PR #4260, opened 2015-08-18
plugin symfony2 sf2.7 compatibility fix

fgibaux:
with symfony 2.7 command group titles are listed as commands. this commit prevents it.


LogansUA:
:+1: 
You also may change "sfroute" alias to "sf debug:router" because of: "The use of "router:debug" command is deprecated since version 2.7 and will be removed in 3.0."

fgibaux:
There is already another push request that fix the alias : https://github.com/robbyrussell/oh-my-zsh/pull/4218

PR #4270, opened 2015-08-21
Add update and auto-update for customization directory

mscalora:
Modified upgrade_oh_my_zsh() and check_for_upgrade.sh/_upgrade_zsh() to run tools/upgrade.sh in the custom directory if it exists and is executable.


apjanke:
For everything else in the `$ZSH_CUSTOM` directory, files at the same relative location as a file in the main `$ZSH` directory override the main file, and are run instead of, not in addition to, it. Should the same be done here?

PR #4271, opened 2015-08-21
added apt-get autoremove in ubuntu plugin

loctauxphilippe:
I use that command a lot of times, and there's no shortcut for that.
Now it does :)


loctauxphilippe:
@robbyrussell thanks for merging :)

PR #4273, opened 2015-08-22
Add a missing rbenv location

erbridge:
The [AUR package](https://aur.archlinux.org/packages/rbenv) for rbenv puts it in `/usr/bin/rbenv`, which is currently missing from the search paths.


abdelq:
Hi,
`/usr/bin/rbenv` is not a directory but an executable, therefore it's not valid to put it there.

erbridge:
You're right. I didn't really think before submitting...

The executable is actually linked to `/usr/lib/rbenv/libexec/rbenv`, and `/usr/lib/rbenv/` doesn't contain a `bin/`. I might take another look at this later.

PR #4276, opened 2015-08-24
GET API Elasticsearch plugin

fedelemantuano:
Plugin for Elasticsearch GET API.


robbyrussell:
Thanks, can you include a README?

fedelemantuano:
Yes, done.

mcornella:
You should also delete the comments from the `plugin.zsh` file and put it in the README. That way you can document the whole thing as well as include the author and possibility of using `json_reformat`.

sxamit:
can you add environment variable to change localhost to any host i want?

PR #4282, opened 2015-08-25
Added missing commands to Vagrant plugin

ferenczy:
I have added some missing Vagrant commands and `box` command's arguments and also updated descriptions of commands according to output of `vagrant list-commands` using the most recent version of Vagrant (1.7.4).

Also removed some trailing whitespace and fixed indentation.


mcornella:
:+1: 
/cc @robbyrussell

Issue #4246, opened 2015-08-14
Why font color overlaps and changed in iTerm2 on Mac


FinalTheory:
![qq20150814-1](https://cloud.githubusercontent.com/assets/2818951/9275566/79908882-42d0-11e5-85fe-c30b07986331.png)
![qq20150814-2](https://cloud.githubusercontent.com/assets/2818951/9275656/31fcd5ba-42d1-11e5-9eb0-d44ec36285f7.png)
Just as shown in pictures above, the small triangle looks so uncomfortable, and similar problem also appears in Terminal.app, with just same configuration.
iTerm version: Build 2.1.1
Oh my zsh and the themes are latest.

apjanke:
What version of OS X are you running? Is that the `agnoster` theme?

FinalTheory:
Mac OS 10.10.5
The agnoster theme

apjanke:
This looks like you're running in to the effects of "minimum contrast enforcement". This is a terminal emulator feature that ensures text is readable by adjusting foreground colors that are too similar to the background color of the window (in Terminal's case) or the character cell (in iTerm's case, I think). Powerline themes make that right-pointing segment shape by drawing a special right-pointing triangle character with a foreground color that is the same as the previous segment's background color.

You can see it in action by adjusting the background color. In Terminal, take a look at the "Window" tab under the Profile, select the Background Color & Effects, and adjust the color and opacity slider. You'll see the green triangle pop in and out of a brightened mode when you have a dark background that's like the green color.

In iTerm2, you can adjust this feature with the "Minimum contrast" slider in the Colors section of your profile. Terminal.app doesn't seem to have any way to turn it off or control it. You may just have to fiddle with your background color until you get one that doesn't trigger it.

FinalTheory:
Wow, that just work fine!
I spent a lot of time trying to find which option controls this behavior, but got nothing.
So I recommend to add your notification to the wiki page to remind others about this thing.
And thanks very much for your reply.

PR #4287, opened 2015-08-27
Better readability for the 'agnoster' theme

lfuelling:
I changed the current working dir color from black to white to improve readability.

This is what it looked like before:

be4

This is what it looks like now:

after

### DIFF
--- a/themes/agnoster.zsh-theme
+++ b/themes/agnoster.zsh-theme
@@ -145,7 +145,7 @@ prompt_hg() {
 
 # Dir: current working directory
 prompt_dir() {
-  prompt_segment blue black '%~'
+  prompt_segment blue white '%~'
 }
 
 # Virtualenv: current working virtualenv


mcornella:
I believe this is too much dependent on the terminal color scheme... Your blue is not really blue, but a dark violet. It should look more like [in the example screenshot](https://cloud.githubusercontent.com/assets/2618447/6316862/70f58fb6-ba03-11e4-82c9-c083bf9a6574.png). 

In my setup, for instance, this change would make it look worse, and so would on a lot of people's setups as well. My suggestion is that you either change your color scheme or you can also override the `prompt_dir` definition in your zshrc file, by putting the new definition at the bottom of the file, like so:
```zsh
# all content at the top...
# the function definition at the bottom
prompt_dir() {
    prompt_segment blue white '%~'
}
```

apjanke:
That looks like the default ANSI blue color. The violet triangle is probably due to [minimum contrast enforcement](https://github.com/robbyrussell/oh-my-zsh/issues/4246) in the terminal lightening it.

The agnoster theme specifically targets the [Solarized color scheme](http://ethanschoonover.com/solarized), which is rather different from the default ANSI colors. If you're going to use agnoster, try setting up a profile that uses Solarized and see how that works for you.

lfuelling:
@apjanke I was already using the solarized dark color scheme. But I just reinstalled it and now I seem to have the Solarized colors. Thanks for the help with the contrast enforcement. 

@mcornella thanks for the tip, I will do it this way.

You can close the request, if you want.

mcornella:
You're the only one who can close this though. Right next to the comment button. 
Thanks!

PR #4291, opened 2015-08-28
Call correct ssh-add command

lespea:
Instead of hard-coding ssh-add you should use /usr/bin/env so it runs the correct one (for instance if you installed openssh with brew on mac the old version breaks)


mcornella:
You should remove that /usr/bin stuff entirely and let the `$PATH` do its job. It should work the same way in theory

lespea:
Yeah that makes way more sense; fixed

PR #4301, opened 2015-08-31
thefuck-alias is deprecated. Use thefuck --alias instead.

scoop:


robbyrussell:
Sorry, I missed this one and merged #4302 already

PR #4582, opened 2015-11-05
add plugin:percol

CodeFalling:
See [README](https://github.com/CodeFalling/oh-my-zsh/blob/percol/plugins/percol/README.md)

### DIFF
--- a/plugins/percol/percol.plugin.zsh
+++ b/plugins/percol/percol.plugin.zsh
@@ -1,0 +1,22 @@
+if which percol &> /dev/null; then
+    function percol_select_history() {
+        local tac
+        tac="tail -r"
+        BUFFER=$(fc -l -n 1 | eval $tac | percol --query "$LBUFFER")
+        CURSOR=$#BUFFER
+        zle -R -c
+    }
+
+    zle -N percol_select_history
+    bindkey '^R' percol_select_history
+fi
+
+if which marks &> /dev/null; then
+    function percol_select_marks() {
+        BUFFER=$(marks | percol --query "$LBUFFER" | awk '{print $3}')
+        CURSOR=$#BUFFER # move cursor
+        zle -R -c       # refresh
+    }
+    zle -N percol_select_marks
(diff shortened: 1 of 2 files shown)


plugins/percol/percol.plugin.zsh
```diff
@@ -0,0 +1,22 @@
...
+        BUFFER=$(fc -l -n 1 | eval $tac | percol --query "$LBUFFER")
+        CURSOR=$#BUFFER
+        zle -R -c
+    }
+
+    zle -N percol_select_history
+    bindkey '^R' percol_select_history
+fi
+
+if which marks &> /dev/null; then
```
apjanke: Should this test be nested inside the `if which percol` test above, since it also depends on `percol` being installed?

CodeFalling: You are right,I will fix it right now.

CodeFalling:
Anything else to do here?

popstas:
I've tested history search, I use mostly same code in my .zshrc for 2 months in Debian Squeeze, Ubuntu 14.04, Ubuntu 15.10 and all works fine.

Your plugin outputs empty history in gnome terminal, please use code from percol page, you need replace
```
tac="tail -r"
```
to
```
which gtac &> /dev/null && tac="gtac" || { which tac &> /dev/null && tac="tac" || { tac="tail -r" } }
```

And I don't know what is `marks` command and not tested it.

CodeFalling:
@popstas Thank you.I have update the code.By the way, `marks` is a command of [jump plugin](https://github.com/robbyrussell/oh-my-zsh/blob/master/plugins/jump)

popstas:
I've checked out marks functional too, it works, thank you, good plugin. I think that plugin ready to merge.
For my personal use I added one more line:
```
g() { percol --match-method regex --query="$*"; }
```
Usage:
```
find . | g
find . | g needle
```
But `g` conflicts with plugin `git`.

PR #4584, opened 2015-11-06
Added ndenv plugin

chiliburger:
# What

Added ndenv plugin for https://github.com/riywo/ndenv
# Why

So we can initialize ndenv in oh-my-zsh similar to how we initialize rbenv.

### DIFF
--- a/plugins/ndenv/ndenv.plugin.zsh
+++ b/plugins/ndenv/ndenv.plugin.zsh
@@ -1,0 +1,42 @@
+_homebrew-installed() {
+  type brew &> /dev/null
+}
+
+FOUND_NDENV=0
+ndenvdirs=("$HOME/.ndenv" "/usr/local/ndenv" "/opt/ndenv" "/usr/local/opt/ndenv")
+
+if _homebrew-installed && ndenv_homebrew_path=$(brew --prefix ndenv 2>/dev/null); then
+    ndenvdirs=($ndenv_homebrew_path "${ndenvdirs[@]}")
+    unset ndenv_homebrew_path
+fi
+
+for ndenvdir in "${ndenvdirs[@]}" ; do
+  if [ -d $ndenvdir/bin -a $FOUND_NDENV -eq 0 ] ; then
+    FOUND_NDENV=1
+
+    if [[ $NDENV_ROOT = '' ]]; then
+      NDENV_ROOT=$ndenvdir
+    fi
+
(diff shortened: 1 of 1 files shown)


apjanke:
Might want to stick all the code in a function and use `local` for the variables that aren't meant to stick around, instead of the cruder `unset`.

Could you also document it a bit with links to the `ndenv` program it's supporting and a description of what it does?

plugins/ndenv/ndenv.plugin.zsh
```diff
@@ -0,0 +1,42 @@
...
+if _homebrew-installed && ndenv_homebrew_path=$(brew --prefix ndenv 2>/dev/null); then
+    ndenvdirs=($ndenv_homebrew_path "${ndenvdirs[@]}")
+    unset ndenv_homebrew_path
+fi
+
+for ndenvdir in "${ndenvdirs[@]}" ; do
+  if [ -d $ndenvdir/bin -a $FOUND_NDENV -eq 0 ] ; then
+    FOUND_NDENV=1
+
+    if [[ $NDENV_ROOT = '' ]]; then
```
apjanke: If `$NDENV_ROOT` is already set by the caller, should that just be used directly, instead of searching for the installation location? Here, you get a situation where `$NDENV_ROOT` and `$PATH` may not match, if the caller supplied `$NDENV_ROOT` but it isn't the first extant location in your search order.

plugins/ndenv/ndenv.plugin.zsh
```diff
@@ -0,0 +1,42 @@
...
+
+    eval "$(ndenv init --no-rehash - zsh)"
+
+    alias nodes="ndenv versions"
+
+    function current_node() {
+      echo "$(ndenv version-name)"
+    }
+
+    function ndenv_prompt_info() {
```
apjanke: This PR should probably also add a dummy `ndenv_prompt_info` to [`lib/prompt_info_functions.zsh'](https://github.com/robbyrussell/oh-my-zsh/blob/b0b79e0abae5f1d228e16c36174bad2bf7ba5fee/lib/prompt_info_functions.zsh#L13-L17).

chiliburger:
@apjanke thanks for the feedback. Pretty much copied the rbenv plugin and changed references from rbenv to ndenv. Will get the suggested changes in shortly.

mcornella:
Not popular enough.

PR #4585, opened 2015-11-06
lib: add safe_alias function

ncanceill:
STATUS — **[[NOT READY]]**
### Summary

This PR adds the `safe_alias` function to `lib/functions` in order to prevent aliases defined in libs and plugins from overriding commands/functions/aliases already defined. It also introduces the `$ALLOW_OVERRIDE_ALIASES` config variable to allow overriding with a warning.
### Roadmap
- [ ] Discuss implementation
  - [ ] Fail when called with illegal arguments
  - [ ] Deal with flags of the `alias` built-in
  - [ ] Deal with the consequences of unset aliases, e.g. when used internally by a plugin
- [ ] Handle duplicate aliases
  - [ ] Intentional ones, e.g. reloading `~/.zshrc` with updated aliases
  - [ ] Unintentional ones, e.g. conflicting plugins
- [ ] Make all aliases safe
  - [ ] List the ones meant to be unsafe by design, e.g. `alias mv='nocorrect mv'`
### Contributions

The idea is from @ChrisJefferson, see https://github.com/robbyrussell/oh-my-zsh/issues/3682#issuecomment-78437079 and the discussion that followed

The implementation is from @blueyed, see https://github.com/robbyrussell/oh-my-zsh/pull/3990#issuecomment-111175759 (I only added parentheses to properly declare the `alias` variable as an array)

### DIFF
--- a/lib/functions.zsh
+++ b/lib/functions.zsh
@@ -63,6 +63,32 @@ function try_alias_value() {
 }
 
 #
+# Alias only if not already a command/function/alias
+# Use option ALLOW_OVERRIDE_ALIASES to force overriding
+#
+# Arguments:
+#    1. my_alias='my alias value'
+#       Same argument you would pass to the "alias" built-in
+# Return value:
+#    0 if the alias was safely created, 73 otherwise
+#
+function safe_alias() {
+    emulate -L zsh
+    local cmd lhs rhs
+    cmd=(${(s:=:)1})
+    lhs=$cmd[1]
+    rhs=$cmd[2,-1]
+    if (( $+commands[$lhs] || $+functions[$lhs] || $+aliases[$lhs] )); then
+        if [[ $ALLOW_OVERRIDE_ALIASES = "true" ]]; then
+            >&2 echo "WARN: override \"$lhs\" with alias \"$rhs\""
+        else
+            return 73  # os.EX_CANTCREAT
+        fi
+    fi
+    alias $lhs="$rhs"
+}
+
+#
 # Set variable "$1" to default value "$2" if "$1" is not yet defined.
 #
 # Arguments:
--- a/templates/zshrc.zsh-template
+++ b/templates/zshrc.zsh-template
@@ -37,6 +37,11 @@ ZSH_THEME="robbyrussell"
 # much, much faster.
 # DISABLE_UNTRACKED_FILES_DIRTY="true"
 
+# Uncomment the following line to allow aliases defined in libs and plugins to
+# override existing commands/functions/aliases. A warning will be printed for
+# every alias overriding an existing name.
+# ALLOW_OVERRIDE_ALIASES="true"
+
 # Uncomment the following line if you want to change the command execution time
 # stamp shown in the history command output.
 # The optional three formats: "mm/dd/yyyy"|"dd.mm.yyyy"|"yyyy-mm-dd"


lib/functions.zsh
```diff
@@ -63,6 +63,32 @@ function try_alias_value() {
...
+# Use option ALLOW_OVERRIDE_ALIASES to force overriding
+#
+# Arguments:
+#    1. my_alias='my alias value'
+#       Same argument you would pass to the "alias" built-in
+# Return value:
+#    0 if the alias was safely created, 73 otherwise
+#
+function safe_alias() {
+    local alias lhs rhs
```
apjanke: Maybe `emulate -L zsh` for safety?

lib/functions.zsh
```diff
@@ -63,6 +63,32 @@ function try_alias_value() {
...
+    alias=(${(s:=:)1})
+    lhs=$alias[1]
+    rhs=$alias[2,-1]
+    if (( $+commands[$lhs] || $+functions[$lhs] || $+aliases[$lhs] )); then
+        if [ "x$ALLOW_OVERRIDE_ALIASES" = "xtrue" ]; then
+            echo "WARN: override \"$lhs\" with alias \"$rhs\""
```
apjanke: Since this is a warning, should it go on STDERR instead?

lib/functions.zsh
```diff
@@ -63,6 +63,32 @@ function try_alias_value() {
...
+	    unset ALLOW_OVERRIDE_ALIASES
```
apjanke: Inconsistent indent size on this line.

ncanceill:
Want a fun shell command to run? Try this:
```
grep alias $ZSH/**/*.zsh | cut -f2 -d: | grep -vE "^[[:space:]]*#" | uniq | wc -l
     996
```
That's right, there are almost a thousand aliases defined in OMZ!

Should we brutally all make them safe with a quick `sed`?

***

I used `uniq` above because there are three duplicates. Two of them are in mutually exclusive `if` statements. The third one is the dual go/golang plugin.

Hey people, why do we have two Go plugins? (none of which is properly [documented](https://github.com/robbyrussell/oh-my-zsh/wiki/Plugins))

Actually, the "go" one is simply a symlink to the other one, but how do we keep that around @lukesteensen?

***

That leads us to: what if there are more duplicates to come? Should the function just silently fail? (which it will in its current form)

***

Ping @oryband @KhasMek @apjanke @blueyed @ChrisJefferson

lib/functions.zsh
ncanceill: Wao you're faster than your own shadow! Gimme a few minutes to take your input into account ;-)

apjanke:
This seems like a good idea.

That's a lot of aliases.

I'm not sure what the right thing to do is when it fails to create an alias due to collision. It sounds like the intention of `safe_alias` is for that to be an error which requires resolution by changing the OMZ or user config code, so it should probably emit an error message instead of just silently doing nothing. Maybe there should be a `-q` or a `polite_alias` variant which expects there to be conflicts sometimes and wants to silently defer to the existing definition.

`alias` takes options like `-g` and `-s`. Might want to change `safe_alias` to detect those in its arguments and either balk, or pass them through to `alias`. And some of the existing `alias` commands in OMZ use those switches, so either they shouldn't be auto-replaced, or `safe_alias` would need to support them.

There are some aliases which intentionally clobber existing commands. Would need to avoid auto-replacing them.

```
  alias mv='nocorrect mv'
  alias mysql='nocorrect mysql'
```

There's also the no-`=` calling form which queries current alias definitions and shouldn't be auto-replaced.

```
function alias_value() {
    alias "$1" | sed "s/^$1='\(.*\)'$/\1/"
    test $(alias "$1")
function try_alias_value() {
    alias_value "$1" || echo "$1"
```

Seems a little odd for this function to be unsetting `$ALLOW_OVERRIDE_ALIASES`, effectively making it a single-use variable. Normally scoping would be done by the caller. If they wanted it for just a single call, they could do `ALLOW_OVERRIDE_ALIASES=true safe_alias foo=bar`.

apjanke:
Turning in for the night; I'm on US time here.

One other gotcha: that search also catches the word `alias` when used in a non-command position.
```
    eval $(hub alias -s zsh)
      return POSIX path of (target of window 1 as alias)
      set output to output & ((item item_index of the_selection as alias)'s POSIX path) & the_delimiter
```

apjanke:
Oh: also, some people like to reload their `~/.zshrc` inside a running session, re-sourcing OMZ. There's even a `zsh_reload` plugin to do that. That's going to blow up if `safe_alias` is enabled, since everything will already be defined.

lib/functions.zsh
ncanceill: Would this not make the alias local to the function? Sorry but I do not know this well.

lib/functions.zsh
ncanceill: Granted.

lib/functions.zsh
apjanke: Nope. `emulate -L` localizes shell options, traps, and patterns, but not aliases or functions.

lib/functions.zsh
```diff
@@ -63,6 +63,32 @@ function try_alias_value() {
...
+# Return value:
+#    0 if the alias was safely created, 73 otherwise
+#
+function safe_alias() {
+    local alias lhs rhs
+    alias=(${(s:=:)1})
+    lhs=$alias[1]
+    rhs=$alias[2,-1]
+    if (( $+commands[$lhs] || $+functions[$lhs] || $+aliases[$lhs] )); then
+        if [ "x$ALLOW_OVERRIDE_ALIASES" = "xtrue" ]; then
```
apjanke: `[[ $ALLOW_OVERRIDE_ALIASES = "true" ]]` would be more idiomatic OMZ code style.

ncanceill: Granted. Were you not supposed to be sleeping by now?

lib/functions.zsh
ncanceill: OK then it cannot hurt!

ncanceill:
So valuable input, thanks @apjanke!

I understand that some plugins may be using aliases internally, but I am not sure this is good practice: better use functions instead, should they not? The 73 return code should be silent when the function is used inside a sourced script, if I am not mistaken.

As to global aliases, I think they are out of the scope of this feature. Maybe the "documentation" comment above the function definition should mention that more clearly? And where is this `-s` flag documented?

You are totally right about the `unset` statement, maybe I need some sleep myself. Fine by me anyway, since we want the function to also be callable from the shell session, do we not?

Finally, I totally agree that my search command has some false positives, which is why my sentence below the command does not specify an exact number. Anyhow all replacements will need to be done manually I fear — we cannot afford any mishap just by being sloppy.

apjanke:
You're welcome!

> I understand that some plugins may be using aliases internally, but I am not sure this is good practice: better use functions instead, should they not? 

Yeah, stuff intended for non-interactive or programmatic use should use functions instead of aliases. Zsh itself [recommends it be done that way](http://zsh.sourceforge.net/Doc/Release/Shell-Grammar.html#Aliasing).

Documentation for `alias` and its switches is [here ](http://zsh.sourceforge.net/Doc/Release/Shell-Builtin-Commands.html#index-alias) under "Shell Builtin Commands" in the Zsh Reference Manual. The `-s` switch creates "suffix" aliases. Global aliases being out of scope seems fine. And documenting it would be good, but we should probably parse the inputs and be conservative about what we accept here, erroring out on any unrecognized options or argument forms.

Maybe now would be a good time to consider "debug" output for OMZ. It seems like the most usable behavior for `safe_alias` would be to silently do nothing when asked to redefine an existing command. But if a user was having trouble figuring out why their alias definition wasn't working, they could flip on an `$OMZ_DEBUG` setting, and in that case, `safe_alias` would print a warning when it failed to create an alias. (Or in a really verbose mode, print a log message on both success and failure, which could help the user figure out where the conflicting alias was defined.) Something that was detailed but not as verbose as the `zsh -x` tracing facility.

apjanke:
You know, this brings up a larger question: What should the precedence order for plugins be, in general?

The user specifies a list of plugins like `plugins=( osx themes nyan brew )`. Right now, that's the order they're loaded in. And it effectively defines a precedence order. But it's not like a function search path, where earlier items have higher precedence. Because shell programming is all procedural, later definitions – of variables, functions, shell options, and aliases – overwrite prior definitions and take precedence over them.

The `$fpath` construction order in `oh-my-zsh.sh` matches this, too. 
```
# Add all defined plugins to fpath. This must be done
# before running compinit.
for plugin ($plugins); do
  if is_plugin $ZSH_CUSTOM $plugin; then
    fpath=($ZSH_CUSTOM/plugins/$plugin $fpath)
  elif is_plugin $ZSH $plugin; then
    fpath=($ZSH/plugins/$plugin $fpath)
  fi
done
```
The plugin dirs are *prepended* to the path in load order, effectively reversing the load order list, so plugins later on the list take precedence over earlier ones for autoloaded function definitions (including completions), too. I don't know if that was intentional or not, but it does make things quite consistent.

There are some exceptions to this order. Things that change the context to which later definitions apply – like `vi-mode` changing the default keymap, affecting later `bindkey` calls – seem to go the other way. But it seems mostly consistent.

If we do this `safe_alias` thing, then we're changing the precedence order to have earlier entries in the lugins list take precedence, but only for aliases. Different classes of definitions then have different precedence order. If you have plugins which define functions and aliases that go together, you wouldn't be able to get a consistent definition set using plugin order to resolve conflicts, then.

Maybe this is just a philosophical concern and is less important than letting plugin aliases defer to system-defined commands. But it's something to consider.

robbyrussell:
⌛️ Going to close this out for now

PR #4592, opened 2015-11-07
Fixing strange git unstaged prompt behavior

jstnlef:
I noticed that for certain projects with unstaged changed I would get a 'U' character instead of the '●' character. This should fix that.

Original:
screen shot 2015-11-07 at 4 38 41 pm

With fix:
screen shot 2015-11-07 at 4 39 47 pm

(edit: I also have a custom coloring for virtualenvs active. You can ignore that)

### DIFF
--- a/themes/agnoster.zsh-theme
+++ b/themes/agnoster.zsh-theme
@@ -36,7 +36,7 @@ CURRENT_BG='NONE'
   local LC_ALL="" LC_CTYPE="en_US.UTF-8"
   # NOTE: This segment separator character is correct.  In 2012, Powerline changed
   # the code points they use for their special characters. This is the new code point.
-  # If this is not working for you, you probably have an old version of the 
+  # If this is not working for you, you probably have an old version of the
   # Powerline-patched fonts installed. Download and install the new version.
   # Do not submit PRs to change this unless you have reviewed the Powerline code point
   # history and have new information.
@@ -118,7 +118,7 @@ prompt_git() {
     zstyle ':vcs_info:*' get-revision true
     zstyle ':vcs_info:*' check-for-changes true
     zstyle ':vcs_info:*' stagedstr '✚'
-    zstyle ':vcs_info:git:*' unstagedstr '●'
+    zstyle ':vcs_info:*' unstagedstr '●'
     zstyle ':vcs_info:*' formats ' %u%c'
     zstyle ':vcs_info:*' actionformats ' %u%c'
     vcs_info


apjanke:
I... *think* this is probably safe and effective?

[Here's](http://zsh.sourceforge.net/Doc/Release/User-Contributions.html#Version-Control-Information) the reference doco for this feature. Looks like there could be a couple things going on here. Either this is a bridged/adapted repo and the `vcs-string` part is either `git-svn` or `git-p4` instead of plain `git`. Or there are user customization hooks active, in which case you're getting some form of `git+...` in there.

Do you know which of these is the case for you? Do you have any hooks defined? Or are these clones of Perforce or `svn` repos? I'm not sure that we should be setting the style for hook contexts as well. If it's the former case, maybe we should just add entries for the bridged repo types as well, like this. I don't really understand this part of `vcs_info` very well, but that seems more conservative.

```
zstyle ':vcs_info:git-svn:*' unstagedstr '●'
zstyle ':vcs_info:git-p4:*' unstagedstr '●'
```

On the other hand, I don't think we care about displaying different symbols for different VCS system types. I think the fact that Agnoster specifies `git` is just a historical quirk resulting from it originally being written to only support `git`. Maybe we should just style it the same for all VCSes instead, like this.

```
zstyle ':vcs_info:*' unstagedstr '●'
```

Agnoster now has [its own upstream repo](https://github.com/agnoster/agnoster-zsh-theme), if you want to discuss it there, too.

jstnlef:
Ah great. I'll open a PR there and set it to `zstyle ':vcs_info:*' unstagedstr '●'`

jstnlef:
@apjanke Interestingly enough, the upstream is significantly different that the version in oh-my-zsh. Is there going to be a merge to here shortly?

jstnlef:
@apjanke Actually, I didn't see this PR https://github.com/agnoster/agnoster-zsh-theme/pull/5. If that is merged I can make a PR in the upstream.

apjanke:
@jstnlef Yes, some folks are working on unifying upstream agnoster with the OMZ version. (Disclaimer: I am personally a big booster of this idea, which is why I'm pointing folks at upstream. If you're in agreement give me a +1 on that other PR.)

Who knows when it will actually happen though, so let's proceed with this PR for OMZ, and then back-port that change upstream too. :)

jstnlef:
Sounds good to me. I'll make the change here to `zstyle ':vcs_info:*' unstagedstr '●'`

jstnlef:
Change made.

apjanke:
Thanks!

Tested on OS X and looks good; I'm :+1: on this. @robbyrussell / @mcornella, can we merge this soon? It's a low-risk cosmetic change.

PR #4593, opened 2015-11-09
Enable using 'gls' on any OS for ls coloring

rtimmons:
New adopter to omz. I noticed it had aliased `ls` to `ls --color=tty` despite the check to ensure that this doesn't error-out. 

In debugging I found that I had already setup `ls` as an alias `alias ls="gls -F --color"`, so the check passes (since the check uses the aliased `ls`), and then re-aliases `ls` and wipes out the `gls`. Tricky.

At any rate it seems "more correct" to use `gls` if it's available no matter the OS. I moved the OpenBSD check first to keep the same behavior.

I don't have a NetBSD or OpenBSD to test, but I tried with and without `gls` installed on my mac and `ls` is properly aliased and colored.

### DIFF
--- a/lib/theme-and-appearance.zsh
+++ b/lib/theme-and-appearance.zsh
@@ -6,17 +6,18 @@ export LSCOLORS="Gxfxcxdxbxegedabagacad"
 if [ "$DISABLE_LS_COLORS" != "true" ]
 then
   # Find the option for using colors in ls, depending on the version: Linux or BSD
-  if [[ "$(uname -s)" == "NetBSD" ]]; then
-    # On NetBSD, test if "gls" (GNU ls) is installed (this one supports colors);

________

Requirement ->
Of all the lines in the data above, show only those that hold the word "Yeah".

Reply ->
Yeah that makes way more sense; fixed
Yeah, stuff intended for non-interactive or programmatic use should use functions instead of aliases. Zsh itself [recommends it be done that way](http://zsh.sourceforge.net/Doc/Release/Shell-Grammar.html#Aliasing).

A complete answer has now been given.